Великий урок, который преподает нам и будущим поколениям Солженицын своей победой над тиранией, таков: письмо может сказать правду жизни! …
Многие писатели 20-го века задавались вопросом: если тираны могут так успешно заставить писать ложь, убедить столь многих поверить в их ложь и убить писателей, которые бросают им вызов, что может сделать писатель? Что будет, если он напишет правду? Зачем рисковать, если никто не слушает? …Может ли писатель смотреть ужасу в лицо и записывать то, что видит? Не может ли такое широкое раскрытие глаз так сломить его дух, что, когда он сядет за письменный стол, он сможет писать только абсурдные и бессмысленные отрывки? В такие времена, спрашивали писатели, может ли письмо сказать правду?

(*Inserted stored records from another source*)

Issue #973, opened 2024-04-16
`hyperdrive` metadata functions


jalextowle:
Add a `name` and `version` function to each instance, each deployer coordinator, and the hyperdrive factory. We should also add an interface for these metadata functions.

slundqui:
Having the block that the contract was deployed would be great

PR #989, opened 2024-04-18
Metadata Functions

jalextowle:
# Resolved Issues

Fixes: #973.

# Description

Adds `name` and `version` functions to each of the major contract types. 

# Review Checklists

be removed.

### Solidity

- [x] **Tokens**
              token spend?
- [ ] **Reentrancy**
- [ ] **Gas Optimizations**
          memory variables?
          issues?
- [ ] **Visibility**
- [ ] **Math**
          catch underflows?
- [ ] **Testing**

### Solidity

- [ ] **Tokens**
              token spend?
- [ ] **Reentrancy**
- [ ] **Gas Optimizations**
          memory variables?
          issues?
- [ ] **Visibility**
- [ ] **Math**
          catch underflows?
- [ ] **Testing**

### DIFF
--- a/contracts/src/deployers/erc4626/ERC4626HyperdriveDeployerCoordinator.sol
+++ b/contracts/src/deployers/erc4626/ERC4626HyperdriveDeployerCoordinator.sol
@@ -22,9 +22,6 @@ contract ERC4626HyperdriveDeployerCoordinator is HyperdriveDeployerCoordinator {
     string public constant override name =
         "ERC4626HyperdriveDeployerCoordinator";
 
-    /// @notice The deployer coordinator's version.
-    string public constant override version = "v1.0.0";
-
     /// @notice Instantiates the deployer coordinator.
     /// @param _factory The factory that this deployer will be registered with.
     /// @param _coreDeployer The core deployer.
--- a/contracts/src/deployers/erc4626/ERC4626HyperdriveDeployerCoordinator.sol
+++ b/contracts/src/deployers/erc4626/ERC4626HyperdriveDeployerCoordinator.sol
@@ -18,6 +18,13 @@ import { HyperdriveDeployerCoordinator } from "../HyperdriveDeployerCoordinator.
 contract ERC4626HyperdriveDeployerCoordinator is HyperdriveDeployerCoordinator {
     using SafeERC20 for ERC20;
 
+    /// @notice The deployer coordinator's name.
+    string public constant override name =
+        "ERC4626HyperdriveDeployerCoordinator";
+
+    /// @notice The deployer coordinator's version.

ДА! гремит в ответ Солженицын, тысячу раз да!
Если письменность была способна бороться с жизнью на странице в течение сорока столетий, что же произошло в прошлом столетии, чтобы разорвать ее власть над зверем? Ничего! Да, мы убивали друг друга в бесчисленном количестве; да, мы ступили на луну. Но здесь, на земле, мужчины и женщины все еще живут, желают и умирают? Несмотря на все изменения, которые может принести время, неужели бурные ветры все еще качают любимые почки мая? Да, они делают! Это истина, на которую мы можем опираться, как на участок земли, который мы можем возделывать, чтобы накормить себя, на котором мы можем построить дом, чтобы укрыться.

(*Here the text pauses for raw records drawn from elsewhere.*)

Issue #969, opened 2024-04-16
update `calc_open_short` to include price backdating


dpaiton:
`calc_open_short` was recently updated to include fees, but still does not account for the price discount that is applied if the current share price is different from the checkpoint share price. This means the contract & rust outputs will be different at any time other than the checkpoint mint time.

dpaiton:
This has to be fixed before we can make progress on https://github.com/delvtech/hyperdrive/issues/865

PR #990, opened 2024-04-18
Rust cleanup; add tests; simplify fn signatures

dpaiton:
# Resolved Issues
working towards resolving https://github.com/delvtech/hyperdrive/issues/969

# Description
- whenever `calculate_open_short` was called we would first compute `state.calculate_spot_price` and then pass it in as an argument, I removed the argument and put the calculation inside the function. If one wants to calculate open short for a different spot price, they should adjust the state and then call `state.calculate_open_short(bond_amount)`. This is the same pattern we use for e.g. `calc_spot_price_after_*`.
- I renamed a bunch of variables for consistency. Namely, adding "`maybe`" in front of `Option` parameters and changing `short_amount` to `bond_amount`.
- I added public `wallet` and `hyperdrive` attributes to the agent, which will be helpful for the calc_open_short test I'm writing in a follow-up PR.
- I renamed some tests so that they say `fuzz_*` if they are doing fuzzing (this makes it more consistent with the rest of the codebase).
- I modified the max short test to use a random `open_vault_share_price` to increase fuzz coverage.
- I added a test that had a TODO to test the unhappy path of opening a short that is  greater than the max.
- I moved the `short_principal_derivative` code out of `max.rs` and into `open.rs`, which  will be helpful for my later targeted short PR.
- I added tests for `short_principal` and `short_principal_derivative`
- I renamed `short_principal`[`_derivative`] to `calculate_short_principal`[`_derivative`] to be consistent with the rest of the codebase.

# Review Checklists

be removed.

### Rust

- [ ] **Testing**

### DIFF
--- a/contracts/src/internal/HyperdriveShort.sol
+++ b/contracts/src/internal/HyperdriveShort.sol
@@ -471,8 +471,7 @@ abstract contract HyperdriveShort is IHyperdriveEvents, HyperdriveLP {
             Errors.throwInsufficientLiquidityError();
         }
 
-        // Calculate the fees charged to the user (curveFee) and the portion
-        // of those fees that are paid to governance (governanceCurveFee).
+        // Calculate the current spot price.
         uint256 curveFee;
         uint256 governanceCurveFee;
         uint256 spotPrice = HyperdriveMath.calculateSpotPrice(
--- a/crates/hyperdrive-math/src/short/max.rs
+++ b/crates/hyperdrive-math/src/short/max.rs
@@ -82,7 +82,7 @@ impl State {
             self.absolute_max_short(spot_price, checkpoint_exposure, maybe_max_iterations);
         let absolute_max_bond_amount = max_bond_amount;
         let absolute_max_deposit =
-            match self.calculate_open_short(max_bond_amount, spot_price, open_vault_share_price) {
+            match self.calculate_open_short(max_bond_amount, open_vault_share_price) {
                 Ok(d) => d,
                 Err(_) => return max_bond_amount,
             };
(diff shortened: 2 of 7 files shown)


crates/hyperdrive-math/src/short/max.rs
```diff
@@ -511,10 +500,10 @@ impl State {
     /// doesn't support negative values.
     fn solvency_after_short_derivative(
         &self,
-        short_amount: FixedPoint,
+        bond_amount: FixedPoint,
         spot_price: FixedPoint,
     ) -> Option<FixedPoint> {
-        let lhs = self.short_principal_derivative(short_amount);
+        let lhs = self.calculateshort_principal_derivative(bond_amount);
```
slundqui, line 506: typo

crates/hyperdrive-math/src/short/open.rs
```diff
@@ -120,19 +120,138 @@ impl State {
...
+    /// bonds that are shorted $x$.
+    ///
+    /// The derivative is calculated as:
+    ///
+    /// $$
+    /// P'(x) = \tfrac{1}{c} \cdot (y + x)^{-t_s} \cdot \left(
+    ///             \tfrac{\mu}{c} \cdot (k - (y + x)^{1 - t_s})
+    ///         \right)^{\tfrac{t_s}{1 - t_s}}
+    /// $$
+    pub fn calculateshort_principal_derivative(&self, bond_amount: FixedPoint) -> FixedPoint {
```
slundqui, line 137: typo

slundqui (approved):
LGTM, but may want an additional review from @ryangoree wrt the removed parameter in `calculate_open_short`.

crates/hyperdrive-math/src/short/max.rs
dpaiton: oops thanks!

contracts/src/internal/HyperdriveShort.sol
```diff
@@ -471,8 +471,7 @@ abstract contract HyperdriveShort is IHyperdriveEvents, HyperdriveLP {
             Errors.throwInsufficientLiquidityError();
         }
 
-        // Calculate the fees charged to the user (curveFee) and the portion
-        // of those fees that are paid to governance (governanceCurveFee).
+        // Calculate the current spot price.
```
jalextowle, line 474: Good catch dude. This LGTM

jalextowle (approved):

ryangoree (approved):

Может ли писатель смотреть на ужас и жить, чтобы записать его? Да, победа Солженицына учит. Чтобы сделать это, может потребоваться вся последняя капля мужества писателя, лишить его или ее куска дикой решимости. Правда, которую может сообщить смелый писатель, не польстит нашему тщеславию как виду; это может показать нас как самых жестоких и самых распутных из всех. Но писатель, который осмеливается так глубоко копнуть в жизнь и писательство, может написать эту правду. Солженицын учит тому, чему мы учимся у всех великих писателей: сокровенная суть письма — его органическая связь с самой жизнью. Писатели, которые вонзают свои перья в это пульсирующее сердце, место, где опыт становится словом, найдут истину, которая поддержит их против неправды и защитит от ее ужаса и ее злобы.